3. Inverter unit static detection
The principle of three-phase inverter bridge triggered by 6-pulse is also to use a freewheeling diode in parallel in each inverter igbt module. There is unidirectional conductivity under static. The measurement method is the same as the rectifier bridge detection method, that is, the DC bus is positive. The negative pole compares the test values of the three-phase output points, and the three-phase test values should be the same. When the component is single-phase turned on, the multimeter displays 0.3~0.4v, and when the reverse is turned off, it shows infinity. A main circuit short circuit fault may also be caused by an abnormality in the varistor that protects the power component, causing frequent damage to the power components.
4. Control circuit detection
The detection method of the control circuit takes acs800-04 as an example. After the inverter is powered on, observe that the signal light on the aint main board v204 is green and the light is +5v normal, v309 is red, indicating that the protection is in the on state, and the v310 is green, indicating the igbt gate. The drive is normal. The red light on the rmio external signal interface board indicates a fault, and the green light indicates that the power supply +24v is normal. Finally, use an oscilloscope to detect whether the trigger pole of each power component has a trigger signal. Generally, there is a 5v voltage trigger.

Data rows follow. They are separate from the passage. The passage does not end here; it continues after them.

PR #265, opened 2026-07-10
Isolate malformed LLM batch responses

### LINKED ISSUE #250: Single malformed LLM response aborts the entire scan (uncaught pydantic ValidationError) — triggered consistently by the default nv_build model

koriyoshi2041:
## Summary
- skip only the malformed LLM batch when structured response parsing fails
- keep configuration errors such as missing API keys propagating
- add sync `run_batches` regression coverage for a stray-text structured response

Fixes #250.

## Verification
- `uv run pytest tests/nodes/test_llm_analyzer_base.py -k "RunBatches or failed_batch or value_error"`
- `uv run pytest tests/nodes/test_llm_analyzer_base.py`
- `git diff --check upstream/main...HEAD`

Note: `make lint` and `make format` fail in this shell because the Makefile calls bare `ruff`, but the equivalent `uv run ruff ...` commands above pass.

### DIFF
--- a/src/skillspector/llm_analyzer_base.py
+++ b/src/skillspector/llm_analyzer_base.py
@@ -34,7 +34,7 @@ from dataclasses import dataclass, field
 from typing import Any, Literal, cast
 
 from langchain_core.messages import BaseMessage
-from pydantic import BaseModel, Field, field_validator
+from pydantic import BaseModel, Field, ValidationError, field_validator
 
 from skillspector.inspection_ledger import (
     AnalyzerStatusEvent,
@@ -567,6 +567,9 @@ class LLMAnalyzerBase:
                     response = _message_text(self._llm.invoke(prompt))
                 logger.debug("LLM response for %s", batch.file_label)
                 outcome.successful.append((batch, self.parse_response(response, batch)))
+            except ValidationError as exc:
+                logger.warning("LLM batch failed for %s: %s", batch.file_label, exc)
+                outcome.failures.append(BatchFailure(batch=batch, error_class=type(exc).__name__))
             except (ValueError, NotImplementedError):
                 raise
             except Exception as exc:
--- a/src/skillspector/llm_analyzer_base.py
+++ b/src/skillspector/llm_analyzer_base.py
@@ -642,6 +642,12 @@ class LLMAnalyzerBase:
         results = await asyncio.gather(*[_process(b) for b in batches], return_exceptions=True)
         outcome = BatchExecutionResult()
         for batch, result in zip(batches, results, strict=True):
+            if isinstance(result, ValidationError):
+                logger.warning("LLM batch failed for %s: %s", batch.file_label, result)
+                outcome.failures.append(
+                    BatchFailure(batch=batch, error_class=type(result).__name__)
+                )
+                continue
             if isinstance(result, (ValueError, NotImplementedError)):
                 raise result
             if isinstance(result, BaseException):
--- a/tests/nodes/test_llm_analyzer_base.py
+++ b/tests/nodes/test_llm_analyzer_base.py
@@ -405,6 +405,27 @@ class TestRawStringMode:
         assert results[0][1] == ["chunk"]
 
     @patch(MOCK_PATCH_TARGET, _mock_get_chat_model)
+    def test_run_batches_isolates_raw_invoke_validation_error(self) -> None:
+        analyzer = _RawTextAnalyzer(base_prompt="test", model=self.MODEL)
+
+        def _invoke(prompt: str) -> AIMessage:
+            if "b.py" in prompt:
+                LLMAnalysisResult.model_validate({"findings": 'We{"findings":[]}'})
+            return AIMessage(content="ok")
+
+        analyzer._llm.invoke.side_effect = _invoke
+        batches = [
+            Batch(file_path="a.py", content="code a"),
+            Batch(file_path="b.py", content="code b"),
+            Batch(file_path="c.py", content="code c"),
+        ]
+
+        results = analyzer.run_batches(batches)
+
+        assert {batch.file_path for batch, _ in results} == {"a.py", "c.py"}
+        assert [items for _, items in results] == [["ok"], ["ok"]]
+
+    @patch(MOCK_PATCH_TARGET, _mock_get_chat_model)
     async def test_arun_batches_uses_message_text_for_content_blocks(self) -> None:
         analyzer = _RawTextAnalyzer(base_prompt="test", model=self.MODEL)
         analyzer._llm.ainvoke = AsyncMock(
@@ -458,6 +479,28 @@ class TestRunBatches:
 
         with pytest.raises(ValueError, match="no API key"):
             analyzer.run_batches([Batch(file_path="a.py", content="code")])
+
+    @patch(MOCK_PATCH_TARGET, _mock_get_chat_model)
+    def test_parse_validation_error_does_not_abort_the_others(self) -> None:
+        analyzer = LLMAnalyzerBase(base_prompt="test", model=self.MODEL)
+        analyzer._structured_llm.invoke.return_value = LLMAnalysisResult(findings=[])
+        original_parse = analyzer.parse_response
+
+        def _parse(response: object, batch: Batch) -> list[Finding]:
+            if batch.file_path == "b.py":
+                LLMAnalysisResult.model_validate({"findings": 'We{"findings":[]}'})
+            return original_parse(response, batch)
+
+        analyzer.parse_response = _parse
+        batches = [
+            Batch(file_path="a.py", content="code a"),
+            Batch(file_path="b.py", content="code b"),
+            Batch(file_path="c.py", content="code c"),
+        ]
+
+        results = analyzer.run_batches(batches)
+
+        assert {batch.file_path for batch, _ in results} == {"a.py", "c.py"}
 
 
 # ---------------------------------------------------------------------------
--- a/tests/nodes/test_llm_analyzer_base.py
+++ b/tests/nodes/test_llm_analyzer_base.py
@@ -417,6 +417,50 @@ class TestRawStringMode:
 
 
 # ---------------------------------------------------------------------------
+# LLMAnalyzerBase.run_batches (sync execution)
+# ---------------------------------------------------------------------------
+
+
+class TestRunBatches:
+    MODEL = "nvidia/openai/gpt-oss-120b"
+
+    @patch(MOCK_PATCH_TARGET, _mock_get_chat_model)
+    def test_malformed_structured_batch_does_not_abort_the_others(self) -> None:
+        """A malformed structured response costs only its own batch."""
+
+        def _invoke(prompt: str) -> LLMAnalysisResult:
+            if "b.py" in prompt:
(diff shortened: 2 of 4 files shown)


src/skillspector/llm_analyzer_base.py
```diff
@@ -386,11 +386,35 @@ def run_batches(
                 len(batch.findings),
             )
             if self._structured_llm:
-                response = self._structured_llm.invoke(prompt)
+                try:
+                    response = self._structured_llm.invoke(prompt)
+                except ValidationError as exc:
```
rng1995: This carve-out is correct here, but the same fix is missing in `arun_batches`: pydantic `ValidationError` subclasses `ValueError`, so `isinstance(result, (ValueError, NotImplementedError))` at line 441 re-raises it, and all three async callers (`semantic_quality_policy`, `semantic_developer_intent`, `meta_analyzer`) re-raise `ValueError` at node level — the whole-scan crash from #250 is still reproducible through those stages (verified against this branch with the same `We{"findings":[]}` payload). Please add an `isinstance(result, ValidationError)` check before the `ValueError` re-raise in `arun_batches`, plus an async regression test.

src/skillspector/llm_analyzer_base.py
```diff
@@ -386,11 +386,35 @@ def run_batches(
...
+                    logger.warning("LLM batch failed for %s: %s", batch.file_label, exc)
```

A circuit board without a signal lamp (rint main circuit interface board, rrfc filter board, rvar varistor board, etc.) can statically test the resistance value of the component that may be damaged, make a rough judgment, and do not try to change the same type of circuit board. Normally, the green light on the control panel should be normal, and a red light indicates a fault.
5. Common fault detection
The control circuit often has more faults on the power board. Check that the output should have +24v, +5v, ±15v or ±12v. If the voltage of a phase is abnormal, check the power supply load and the power board itself. The "overcurrent alarm" signal should check the igbt module or current sensor section. Hall current sensor power supply is generally dual power supply, its output is 0 ~ 10v or 4 ~ 20am standard signal, with changes in load current; if there is "high temperature alarm" is usually a fan failure or temperature measurement component damage, (copyright The temperature measuring component is generally installed on the heat sink or built in the igbt module. It usually adopts a negative temperature coefficient (ntc) resistance, and the high resistance value is tested under normal temperature static test; if the "DC bus overvoltage" signal appears, the power should be checked. The voltage, voltage transformer and brake chopper parts often occur due to unstable load operation; some DC power supplies working inside the inverter have two paths, one is the input input voltage step-down rectification, and the other is the sampling DC bus voltage. Obtained by series resistance buck or DC chopping.

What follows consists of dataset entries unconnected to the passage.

PR #480, opened 2020-04-28
Return http BadRequest instead of terminating in case of conversion error

### LINKED ISSUE #478: Receiver freezes upon reception of non-CE payloads
(SDK v2)

The receiver seemingly "freezes" when receiving a non-CE JSON payload.

Given this client
```go
func main() {
    cli, _ := cloudevents.NewDefaultClient()
    cli.StartReceiver(ctx, func(cloudevents.Event) {})
}
```

```
$ curl -XPOST -H "Content-Type: application/cloudevents+json" localhost:8080/ -d'{"foo":"bar"}'

// never returns
```

antoineco:
An error occurring during conversion from Message to Event is simply returned http BadRequest instead of causing a termination of the receiver.

```console
$ curl -D- -H "Content-Type: application/cloudevents+json" localhost:8080/ -d'{"foo": "bar"}'
HTTP/1.1 400 Bad Request
Date: Wed, 29 Apr 2020 17:14:52 GMT
Content-Length: 0
```

Closes #478

### DIFF
--- a/v2/client/invoker.go
+++ b/v2/client/invoker.go
@@ -2,10 +2,10 @@ package client
 
 import (
 	"context"
-	"fmt"
 
 	"github.com/cloudevents/sdk-go/v2/binding"
 	cecontext "github.com/cloudevents/sdk-go/v2/context"
+	"github.com/cloudevents/sdk-go/v2/event"
 	"github.com/cloudevents/sdk-go/v2/protocol"
 )
 
@@ -37,22 +37,26 @@ type receiveInvoker struct {
 }
 
 func (r *receiveInvoker) Invoke(ctx context.Context, m binding.Message, respFn protocol.ResponseFn) (err error) {
-	var isFinished bool
 	defer func() {
-		if !isFinished {
-			if err2 := m.Finish(err); err2 == nil {
-				err = err2
-			}
-		}
+		err = m.Finish(err)
 	}()
 
-	e, err := binding.ToEvent(ctx, m)
-	if err != nil {
-		return err
-	}
+	var respMsg binding.Message
+	var result protocol.Result
 
-	if e != nil && r.fn != nil {
-		resp, result := r.fn.invoke(ctx, *e)
+	e, eventErr := binding.ToEvent(ctx, m)
+	switch {
+	case eventErr != nil:
+		result = protocol.NewReceipt(false, "failed to convert Message to Event: %v", eventErr)
+
+	case e != nil && r.fn != nil:
+		var resp *event.Event
+
+		resp, result = r.fn.invoke(ctx, *e)
+
+		if respFn == nil {
+			break
+		}
 
 		// Apply the defaulter chain to the outgoing event.
 		if resp != nil && len(r.eventDefaulterFns) > 0 {
@@ -60,29 +64,24 @@ func (r *receiveInvoker) Invoke(ctx context.Context, m binding.Message, respFn p
 				*resp = fn(ctx, *resp)
 			}
 			// Validate the event conforms to the CloudEvents Spec.
-			if verr := resp.Validate(); verr != nil {
-				cecontext.LoggerFrom(ctx).Error(fmt.Errorf("cloudevent validation failed on response event: %v, %w", verr, err))
+			if vErr := resp.Validate(); vErr != nil {
+				cecontext.LoggerFrom(ctx).Errorf("cloudevent validation failed on response event: %w", vErr)
 			}
 		}
 
-		// protocol can manual ack by the result
-		if respFn == nil {
-			if !protocol.IsACK(result) {
-				err = m.Finish(result)
-				isFinished = true
-			}
-			return
-		}
-
-		var rm binding.Message
+		// because binding.Message is an interface, casting a nil resp
+		// here would make future comparisons to nil false
 		if resp != nil {
-			rm = (*binding.EventMessage)(resp)
+			respMsg = (*binding.EventMessage)(resp)
 		}
-
-		return respFn(ctx, rm, result)
 	}
 
-	return nil
+	if respFn == nil {
+		// let the protocol ACK based on the result
+		return result
+	}
+
+	return respFn(ctx, respMsg, result)
 }
 
 func (r *receiveInvoker) IsReceiver() bool {
--- a/v2/protocol/http/protocol.go
+++ b/v2/protocol/http/protocol.go
@@ -20,6 +20,12 @@ const (
 	DefaultShutdownTimeout = time.Minute * 1
 )
 
+type msgErr struct {
+	msg    *Message
+	respFn protocol.ResponseFn
+	err    error
+}
+
 // Protocol acts as both a http client and a http handler.
 type Protocol struct {
 	Target          *url.URL
@@ -212,12 +218,6 @@ func (p *Protocol) Respond(ctx context.Context) (binding.Message, protocol.Respo
 	}
 }
 
-type msgErr struct {
-	msg    *Message
-	respFn protocol.ResponseFn
-	err    error
-}
-
 // ServeHTTP implements http.Handler.
 // Blocks until ResponseFn is invoked.
 func (p *Protocol) ServeHTTP(rw http.ResponseWriter, req *http.Request) {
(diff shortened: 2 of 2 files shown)


v2/client/invoker.go
```diff
@@ -40,18 +42,21 @@ func (r *receiveInvoker) Invoke(ctx context.Context, m binding.Message, respFn p
...
-	if err != nil {
-		return err
-	}
+	var respMsg binding.Message
+	var result protocol.Result
+
+	e, eventErr := binding.ToEvent(ctx, m)
+	switch {
+	case eventErr != nil:
+		result = httpproto.NewResult(http.StatusBadRequest, "Failed to convert Message to Event: %v", eventErr)
```
n3wscott, line 57: the client can't be coupled to http here, we can only test if it is an ack, nack, nor not nil.

v2/client/invoker.go
```diff
@@ -65,24 +70,20 @@ func (r *receiveInvoker) Invoke(ctx context.Context, m binding.Message, respFn p
...
 
-		// protocol can manual ack by the result
+		// protocol can ack itself based on the result
 		if respFn == nil {
 			if !protocol.IsACK(result) {
-				err = m.Finish(result)
 				isFinished = true
 			}
-			return
+			return m.Finish(result)
```
n3wscott, line 78: this will cause finish to be called twice if !Ack

v2/client/invoker.go
```diff
@@ -65,24 +70,20 @@ func (r *receiveInvoker) Invoke(ctx context.Context, m binding.Message, respFn p
...
 		}
 
-		var rm binding.Message
 		if resp != nil {
-			rm = (*binding.EventMessage)(resp)
+			respMsg = (*binding.EventMessage)(resp)
```
n3wscott, line 82: while we are here, the cast should check that it was ok here with `respMsg, ok = ...` and then handle `!ok`

v2/client/invoker.go
```diff
@@ -65,24 +70,20 @@ func (r *receiveInvoker) Invoke(ctx context.Context, m binding.Message, respFn p
...
 		}
-
-		return respFn(ctx, rm, result)
 	}
 
-	return nil
+	return respFn(ctx, respMsg, result)
```
n3wscott, line 86: respFn could be nil

v2/client/invoker.go
antoineco: Are you suggesting that we can only return an error code without any context?

v2/client/invoker.go
antoineco: Where would be the second time?

v2/client/invoker.go
antoineco: Oh no, I think I got it now. I'll change that.

v2/client/invoker.go
antoineco: `resp` is not an interface type so a type assertion won't work, and a cast returns only 1 value.

v2/client/invoker.go
antoineco: Addressed with the condition above.

v2/client/invoker.go
antoineco: Got it, in the defer

v2/protocol/http/protocol.go
```diff
@@ -223,34 +224,45 @@ func (p *Protocol) ServeHTTP(rw http.ResponseWriter, req *http.Request) {
...
-	var fn protocol.ResponseFn = func(ctx context.Context, resp binding.Message, er protocol.Result, transformers ...binding.Transformer) error {
+	var fn protocol.ResponseFn = func(ctx context.Context, respMsg binding.Message, res protocol.Result, transformers ...binding.Transformer) error {
 		// Unblock the ServeHTTP after the reply is written
 		defer func() {
 			done <- struct{}{}
 		}()
-		status := http.StatusOK
+
 		if finishErr != nil {
-			http.Error(rw, fmt.Sprintf("cannot forward CloudEvent: %v", finishErr), http.StatusInternalServerError)
```
antoineco, line 240: @n3wscott I've got a feeling we want to return here, can you confirm?

v2/client/invoker.go
```diff
@@ -39,50 +40,55 @@ type receiveInvoker struct {
...
-	if err != nil {
-		return err
-	}
+	var respMsg binding.Message
+	var result protocol.Result
+
+	e, eventErr := binding.ToEvent(ctx, m)
+	switch {
+	case eventErr != nil:
+		result = protocol.NewReceipt(false, "failed to convert Message to Event: %v", eventErr)
```
slinkydeveloper, line 57: Look the comment here: https://github.com/cloudevents/sdk-go/issues/478#issuecomment-621123504

antoineco: The function is invoked with a nil message and this `result` few lines below. Did I misunderstand?

slinkydeveloper: What I meant in the comment is that, before invoking `ToEvent`, you should check the encoding of the message

antoineco: The encoding has already been checked and marked as valid when we reach here (maybe that's also an issue).

The problem occurs when fields such as `version` are missing.

slinkydeveloper: I'm sorry you're right it's checked here :smile: https://github.com/cloudevents/sdk-go/pull/480/files/ec24024f23df968a6752e321ea05324804408487#diff-255451943fd83a8be86080df4ef96fb9R221

v2/client/invoker.go
```diff
@@ -39,50 +40,55 @@ type receiveInvoker struct {
 func (r *receiveInvoker) Invoke(ctx context.Context, m binding.Message, respFn protocol.ResponseFn) (err error) {
 	var isFinished bool
 	defer func() {
+		// skip finishing if we did it explicitly already
 		if !isFinished {
-			if err2 := m.Finish(err); err2 == nil {
-				err = err2
+			if fErr := m.Finish(err); fErr == nil {
```
n3wscott, line 45: ah well there is a logic bug in the original code... if `err2 == nil` should be `err2 != nil`

This will prevent any error from m.Finish to be returned. I like the idea that m.Finish can eat the error. 

Can you return fErr if it is not nil?

maybe it is as simple as changing this whole block to:

```err = m.Finish(err)```

File: v2/client/invoker.go [hunk 8]
```diff
@@ -39,50 +40,55 @@ type receiveInvoker struct {
...
 		// Apply the defaulter chain to the outgoing event.
 		if resp != nil && len(r.eventDefaulterFns) > 0 {
 			for _, fn := range r.eventDefaulterFns {
 				*resp = fn(ctx, *resp)
 			}
 			// Validate the event conforms to the CloudEvents Spec.
-			if verr := resp.Validate(); verr != nil {
-				cecontext.LoggerFrom(ctx).Error(fmt.Errorf("cloudevent validation failed on response event: %v, %w", verr, err))
+			if vErr := resp.Validate(); vErr != nil {
+				cecontext.LoggerFrom(ctx).Error(fmt.Errorf("cloudevent validation failed on response event: %w", vErr))
```
n3wscott, line 75: I think zap has `Errorf`?

v2/client/invoker.go
```diff
@@ -39,50 +40,55 @@ type receiveInvoker struct {
...
-		}
+		respMsg = (*binding.EventMessage)(resp)
+	}
 
-		var rm binding.Message
-		if resp != nil {
-			rm = (*binding.EventMessage)(resp)
+	if respFn == nil {
+		// let the protocol ACK based on the result
+		if !protocol.IsACK(result) {
```
n3wscott, line 84: coud we not just return here and set `err = result`? let the deferred function call finish? because if IsAck, we will call finish anyway.

v2/protocol/http/protocol.go
n3wscott: if finishErr is set it means that the message is closed and responding will do nothing, so I think that logic makes sense. But also, because the message is closed, the http Error will likely be ignored by the caller.

v2/client/invoker.go
antoineco: That's what I wanted to do originally but I was not certain what was going on with that defer.

Done

v2/client/invoker.go
antoineco: Done

v2/client/invoker.go
antoineco: Done

antoineco:
@n3wscott @slinkydeveloper I removed the "Could not read CloudEvent ..." message from the response.

n3wscott:
LGTM

Thanks for the effort!!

Safety should be paid before the maintenance work. It is best to have someone to supervise to ensure the safety of the person and equipment. Do not artificially expand the fault. Do not connect the input and output terminals of the inverter, otherwise the inverter will be damaged directly. During the maintenance process, please note that there will be high voltage on the DC bus after the inverter is powered off. Wait for more than 5 minutes before touching, or manually discharge the capacitor. Capacitor discharge standard safety operation, after the power is discharged, the operation can continue; when the inverter is in the power-on standby state or has been started at a given zero-speed state, its output terminal has a DC voltage of about 200v relative to the ground. Please pay attention to personal safety; When testing the control board, it is best not to touch the pins of the integrated chip on the board to prevent static damage to the integrated chip and cause unnecessary loss.